*** Opening Source data ***

PR #632, opened 2025-01-26
make `similar` return empty tensors.

jumerckx:
(Instead of creating a dummy traced array containing no mlir_data)
https://github.com/EnzymeAD/Reactant.jl/pull/523#issuecomment-2606965530

### DIFF
--- a/src/TracedRArray.jl
+++ b/src/TracedRArray.jl
@@ -373,9 +373,8 @@ Base.collect(x::TracedRArray) = copy(x) # XXX: Is this correct?
 
 Base.copy(A::TracedRArray{T,N}) where {T,N} = TracedRArray{T,N}((), A.mlir_data, size(A))
 
-# TODO is there a way to create an unitialized `tensor`? does it show an advantage? maybe `fill`?
 function Base.similar(::TracedRArray, ::Type{T}, dims::Dims{N}) where {T,N}
-    return Ops.constant(zeros(unwrapped_eltype(T), dims))
+    return Ops.fill(zero(unwrapped_eltype(T)), dims)
 end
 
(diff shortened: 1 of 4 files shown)


src/TracedRArray.jl
```diff
@@ -554,14 +554,14 @@ function Base.similar(
     ::Broadcasted{AbstractReactantArrayStyle{N}}, ::Type{T}, dims
 ) where {T<:Reactant.ReactantPrimitive,N}
     @assert N isa Int
-    return TracedRArray{T,length(dims)}((), nothing, map(length, dims))
+    return Ops.constant(zeros(unwrapped_eltype(T), dims))
```
wsmoses, line 557: This looks reasonable to me, but this forces us to create an array of size dims which might be expensive.

Since we know all values are going to be the same we can use the MLIR splat attribute (see https://github.com/EnzymeAD/Reactant.jl/blob/59b1856a39d803fec1ecc94c906987f0bee3d0e1/src/mlir/libMLIR_h.jl#L3962 )

Can we instead make an Ops.fill(value, dims) and use that here instead (and elsewhere)

mofeing: try out the MLIR splat attribute before merging. We've had segfaults with the C-API for creating MLIR splat attributes.

wsmoses: I mean either way we can make an Ops.fill and use it here (and elsewhere), then figure out the best impl inside

jumerckx: This is now added. I looked for other spots to use fill instead of full materialization but didn't find anything yet.

wsmoses (approved):

PR #640, opened 2025-01-27
[ReactantExtra] Bump XLA version

giordano:
With previous commit I was running into [fun compilation errors on macOS](https://github.com/JuliaPackaging/Yggdrasil/pull/10313#issuecomment-2616420694).


giordano:
Hold on, this now breaks building on aarch64-linux :sob:

giordano:
Ok, this seems to be working for a couple of platforms I built locally, let's see how it goes in Yggdrasil.

PR #645, opened 2025-01-28
feat: add dispatch for KA get_backend

avik-pal:


vchuravy:
Looks about right for me

ext/ReactantCUDAExt.jl
```diff
@@ -3,10 +3,13 @@ module ReactantCUDAExt
 using CUDA
 using Reactant: Reactant, TracedRArray, AnyTracedRArray, MLIR, TracedRNumber
 using ReactantCore: @trace
+using KernelAbstractions: KernelAbstractions
 using Libdl
 
 using Adapt
 
+KernelAbstractions.get_backend(::AnyTracedRArray) = CUDABackend()
```
wsmoses, line 11: should we move this to a separate ReactantKAext, or does it require both CUDA and KA here?

avik-pal:
Cuda backend is from cuda.jl

wsmoses:
@avik-pal looks good to me, but some tests fail rn. Can you only run KA tests when cuda is available? (once we add a cpu backend to Enzyme-JaX for kernel lowering we can re-enable)

ext/ReactantCUDAExt.jl
```diff
@@ -3,10 +3,13 @@ module ReactantCUDAExt
...
+
```
wsmoses, line 12: @avik-pal can we also add this for concreterarray?

PR #646, opened 2025-01-28
Use `xla/stream_executor/cuda:cuda_compute_capability_proto_cc_impl` only on non CUDA

giordano:


giordano:
Tested locally, should be good to go.

PR #647, opened 2025-01-29
CPU backend

wsmoses:
Naturally, requires jll update.

But enables us to run GPU kernels on CPU (without a cuda device)


wsmoses:
cc @giordano

src/Compiler.jl
```diff
@@ -975,12 +978,24 @@ function compile_xla(f, args; client=nothing, optimize=true, no_nan=false, devic
...
+        backend = XLA.ClientGetPlatformName(client)
+    else
+        backend = XLA.ClientGetPlatformName(XLA.default_backend[])
+    end
+    if backend == "CUDA"
+        backend = "GPU"
+    elseif backend == "CPU"
+        backend = "cpu"
+    end
+    @show backend
```
giordano, line 991: Leftover debug print?

src/Compiler.jl
```diff
@@ -456,7 +456,10 @@ function compile_mlir!(mod, f, args; optimize::Union{Bool,Symbol}=true, no_nan::
     if isdefined(Reactant_jll, :ptxas_path)
         toolkit = Reactant_jll.ptxas_path[1:(end - length("/bin/ptxas"))]
     end
-    if DEBUG_KERNEL[]
+
+    if backend == "cpu"
+        kern = "lower-kernel{openmp=false backend=cpu},symbol-dce"
```
giordano, line 461: Out of curiosity, now that I see the reference to openmp, what's used for multithreading on the CPU?

giordano (approved):
Sounds cool!

src/Compiler.jl
wsmoses: "who even needs to have threads"

(it should be able to be turned on and we'll use openmp but I want to first run end to end before debugging symbol resolution for kmpc_for)

src/Compiler.jl
wsmoses: or rather "curreently being debugged print" :P

src/Compiler.jl
wsmoses: see https://github.com/EnzymeAD/Enzyme-JAX/pull/290 for context

src/Compiler.jl
```diff
@@ -429,7 +429,7 @@ end
 
 const DEBUG_KERNEL = Ref{Bool}(false)
 
-function compile_mlir!(mod, f, args; optimize::Union{Bool,Symbol}=true, no_nan::Bool=false)
+function compile_mlir!(mod, f, args; optimize::Union{Bool,Symbol}=true, no_nan::Bool=false, backend="gpu")
```
avik-pal, line 432: `backend` should be queried from the current client?

avik-pal: the part in code_hlo should probably be done in this function

wsmoses: The problem is this function doesn’t have a client so it has to be done above

giordano:
On macOS:
```console
$ nm /Users/mose/.julia/artifacts/f3d3555e5fc223023219f21123197e90fa208f2d/lib/libReactantExtra.dylib | grep ClientGetPlatformName
000000000000472c t _ClientGetPlatformName
```
Lowercase `t` means that the symbol isn't visible (it's local, non-external).

wsmoses:
@avik-pal was that fn not marked exported?

Project.toml
```diff
@@ -72,7 +72,7 @@ PythonCall = "0.9"
 Random = "1.10"
 Random123 = "1.7"
 ReactantCore = "0.1.4"
-Reactant_jll = "0.0.52"
+Reactant_jll = "0.0.56"
```
avik-pal, line 75:
```suggestion
Reactant_jll = "0.0.58"
```

PR #2842, opened 2026-04-26
refactor: improve readability of Enzyme.jl with enums

avik-pal:


wsmoses (approved):
tangentially can we get this imported via libMLIR_h.jl or something in the future

PR #2843, opened 2026-04-26
ci: remove python testing on mac and cuda testing on windows

avik-pal:


test/runtests.jl
```diff
@@ -44,6 +44,12 @@ delete!(testsuite, "plugins/metal") # Currently completely non functional
 if Sys.isapple()
     delete!(testsuite, "core/custom_number_types")
     delete!(testsuite, "integration/enzymejax")
+    delete!(testsuite, "integration/python")
+end
+
+if Sys.iswindows()
```
wsmoses, line 50: this is still reasonable, compiling into the cpu backend?

avik-pal: So this was for https://github.com/EnzymeAD/Reactant.jl/actions/runs/24969085082/job/73108844431?pr=2842#step:21:2648

wsmoses: so that's itself an error we should fix [or report to cuda.jl]

wsmoses: we should be able to still do codegen without a cuda driver

wsmoses: cc @giordano and @maleadt since this seems like a CUDA 6 thing

PR #2865, opened 2026-05-06
Adding createLLVMMod and compileMhlotoLLVM into API.cpp

Antipath1:
This adds the functions from clang_compile.cc and compile_with_xla.cc from Enzyme-Jax and gets them a wrapper to be from the C++ side to be useable by Julia. Implementation in a second PR stacked on this since this needs a JLL change and I thought this might make it easier.


deps/ReactantExtra/API.cpp
```diff
@@ -3833,6 +3835,103 @@ REACTANT_ABI void *ReactantGetCompileOptions(size_t *size) {
   return data;
 }
 
+REACTANT_ABI xla::LocalExecutable *
+ReactantCompileMhloToLLVM(const char *mhlo_text, size_t mhlo_text_len,
```
wsmoses, line 3839: is there a reason for doing a string with length rather than cstring [aka null terminated]?

am fine either way

cc @avik-pal since this relates to native llvm codegen

Antipath1: AFAIK Julia already stores strings with its length so this has an admittadly probably extremly small performance benfit saving doing a strlen which is O(n). Also its a bit safer concerning potential buffer overflow although that should not happen anyway but I still prefer to be on the safer side. 

I can change it if it makes things easier but I prefer it with explicit length.

wsmoses (approved):

PR #2875, opened 2026-05-08
WIP: decouple `eltype` from `AbstractArray` for `TracedRArray`

mofeing:
> [!CAUTION]
> DO NOT MERGE! This is a very delicate change that can have huge negative effects.
> This is an experiment for a potential future design.

this should fix the GNNGraph problem in #2856 without needing to introduce `TracedRInteger`, `TracedRAbstractFloat`, `TracedRComplex`, ... types.

### DIFF
--- a/src/Overlay.jl
+++ b/src/Overlay.jl
@@ -205,6 +205,27 @@ for (cT, aT, bT) in (
     end
 end
 
+for (aT, bT) in (
+    (:(LinearAlgebra.StridedMaybeAdjOrTransMat{<:LinearAlgebra.BlasReal}), :(LinearAlgebra.StridedMaybeAdjOrTransMat{<:LinearAlgebra.BlasReal})),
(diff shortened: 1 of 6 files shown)


wsmoses (changes requested):
we should not do this. There is so much code that assumes as an invariant what the eltype is from an abstractarray

mofeing:
this is currently an experiment, so no planning to merge it. but as long as we have `TracedRArray{T} <: AbstractArray{TracedRNumber{T}`, there are gonna be problems.

I'm preparing a hackmd with the design and stuff, so we can discuss if further. but one of things that I've checked out is that as Julia interface docs say, `eltype` is part of the _Iteration_ interface and not a part of _AbstractArray_ (I'm aware that in reality this is a problem of Julia not having proper interfaces and users relying too much on assumptions not present on the docs).

PR #2886, opened 2026-05-10
Proposal for a new distributions interface for ProbProg

ptiede:
First, let me warn everyone that this was heavily coded with Claude's assistance. 

Ok, so given that Distributions.jl hard codes `Real` and `Float64` in a substantial part of its code, we essentially need to start from scratch. This is my attempt at creating what I had hoped `Distributions` would look like. This is largely based on ideas that have been floating around the Julia ecosystem for years, including Bijectors, ChangeOfVariables, and MeasureTheory.

The idea is that many distributions we actually work with are essentially transformations of a simple distribution.
Take, for example, the Normal distribution. `Distributions.jl` makes separate types for both the Normal, MvNormal, LogNormal, and LogitNormal distributions. This has always struck me as strange because we can essentially get all of those for free by first defining a `StdNormal` distribution and a couple of transformations, e.g., `Affine` or `Log`, to recover everything. The nice thing is that we can then apply these transformations to almost everything else, e.g., the T-Distribution, Laplace distribution, etc. 

This is my attempt at trying to generalize this approach. Essentially, I am defining some primitive distributions, e.g., StdNormal, StdExp, StdInverseGamma, etc., and then building everything else on top of that using transformations.  So far, it seems to work all right, but there are a few things that should be worked out. 

1. Do we cleanly split from Distributions.jl? I've followed ProgProg's choice here, and it is very reasonable. The only thing is that a ton of the Julia ecosystem kind of assumes you have some sort of `Distributions.jl` object. We could, of course, define an extension that automatically converts things at trace time, but I'm curious what people's opinions of this are
2. I've had to duplicate a ton of functionality that exists in other packages, e.g., InverseFunctions, ChangeOfVariables, because I didn't want to bring those deps into Reactant. If ProgProg gets separated, we probably want to change that. Similar for the special functions like `erf` where I defined my own internal methods using `opcall` instead of the definitions that existed in the SpecialFunctions.jl extension.
3. I split logpdf into two components, `unnormed_logpdf` and `lognorm`. The reason for this was that in non-reactant land, Distributions.jl often computed the aspects of the log-normalization for every logpdf call, which was always why Distributions.jl was consistently too slow for some of my work. With Reactant, it is likely smart enough to raise those operations out of the loop, but maybe not always?
4. I'm not sure how all of this impacts the lower-level stuff that @sbrantq is working on? Maybe this PR should wait until that work is finished

Finally, I'll not that I am currently going to merge a similar prototype into Comrade so I can more easily utilize some of these features.

Ok, now the general interface. 

### General distribution interface              

```julia
struct MyDist{...} <: AbstractDistribution{N}; ...;
     params...
     dims
end                                                   
  ```
Required methods

```julia
unnormed_logpdf(d, x)   # x-dependent part of log p(x)
lognorm(d)              # x-independent log normaliser
Base.rand(rng, d)       # one variate (scalar or array)                                                
Random.rand!(rng, d, x) # in-place fill (only needed  for N > 0)                                            
Base.size(d)            # ::Dims{N}, structural shape
insupport(d, x)         # Bool                        
```

The unnormed_logpdf / lognorm split is based what is rv dependent and what is constant.
For a normal distribution, lognorm would store things like the determinant of the covariance.

In general, the goal is that only a small number of distributions can get defined and then a wide array of others can be defined with the transformation interface.

 ### Transformation interface

  A transform is a bijection used to wrap one distribution into another (e.g., `LogNormal = LogTransform(Normal)`).                          

To define a transformation, we essentially duplicated (sadness...) the ChangeofVariables functionality.

```julia
  struct MyTransform <: AbstractTransform; ...; end
                                                        
  # Required:
  forward(t, z)           # y = f(z)                    
  inverse(t, y)           # z = f⁻¹(y)       
  logabsdetjac(t, z)      # log|det J_f(z)|, may depend on z                                                  
```

If the Jacobian doesn't depend on z (affine, identity, constant compositions), subtype           
  ConstantJacobianTransform <: AbstractTransform instead
   and additionally implement the no-z constant form:

```
  logabsdetjac(t)         # constant value, cached into lognorm                                               
```
  
TransformedDistribution(base, transform) then represents the law of `y = forward(transform, z)` where ` z ~ base`. 

This is kind of strange currently but right now depending on the jacobian we have two paths
                                             
  - `ConstantJacobianTransform` — Jacobian goes into lognorm(d) (cached across logpdf calls).
  - General `AbstractTransform` — Jacobian goes into unnormed_logpdf(d, y) (recomputed per evaluation).

So far, I've added things like `AffineTransform` `LogTransform`, `LogitTransform`. But again, I'd prefer to utilize `InverseFunctions` for this kind of stuff eventually.


sbrantq:
I think this is strictly better than the existing ad hoc distribution implementations! It would be very beneficial to merge, especially given that this helps with the workload that Paul has at hand.

In the longer term I think there would be a lot of benefits if we move towards a more "within the compiler" direction. Specifically I mean we vendor standard distributions as MLIR primitives (mirroring Paul's code that would be `impulse.std_normal`, `impulse.std_exp`, ...) and compositions/transform ops like `impulse.affine_dist` and `impulse.log_transform_dist` and lower the equivalent of the proposed `AbstractTransform` as a compiler pass. This gives several advantages:

* This eliminates the somewhat duplicated math. We have `AbstractTransform` here for the modeling side and https://github.com/EnzymeAD/Enzyme/blob/main/enzyme/Enzyme/MLIR/Interfaces/TransformUtils.cpp for the inference side (it's currently used for constraint transform that makes the support in ℝⁿ so HMC/NUTS's leapfrog doesn't go wrong). Using a shared transform machinery seems like the convention in multiple PPLs, for example NumPyro implements a bunch of `*Transform` classes (https://github.com/pyro-ppl/numpyro/blob/master/numpyro/distributions/transforms.py) and use the same infrastructure for both distributions (https://github.com/pyro-ppl/numpyro/blob/master/numpyro/distributions/distribution.py) and inference (https://github.com/pyro-ppl/numpyro/blob/8d1511ef46aec3eb2b0c7f0e8cbc22045ebfcf01/numpyro/infer/util.py#L23)
* Adding these as compiler primitives enables cross-language reuse -- say in the future we want Python/C++ front end too we don't need to reimplement the same distribution/transform library or use a third-party distribution library
* This also substantially helps with graph-level probabilistic rewrites -- we don't need to do function-level MLIR annotations or complex IR pattern matching to let our compiler passes know what distribution a Julia function is sampling from, which likely enables a few additional rewrites.

Not a domain expert so would likely miss some caveats! Also I'm curious what @wsmoses and others think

*** Closing Source data ***

» **Exercise directions**: Copy out each line of the records where the string "pull" appears.

» **Written answer**:
https://github.com/EnzymeAD/Reactant.jl/pull/523#issuecomment-2606965530
With previous commit I was running into [fun compilation errors on macOS](https://github.com/JuliaPackaging/Yggdrasil/pull/10313#issuecomment-2616420694).
wsmoses: see https://github.com/EnzymeAD/Enzyme-JAX/pull/290 for context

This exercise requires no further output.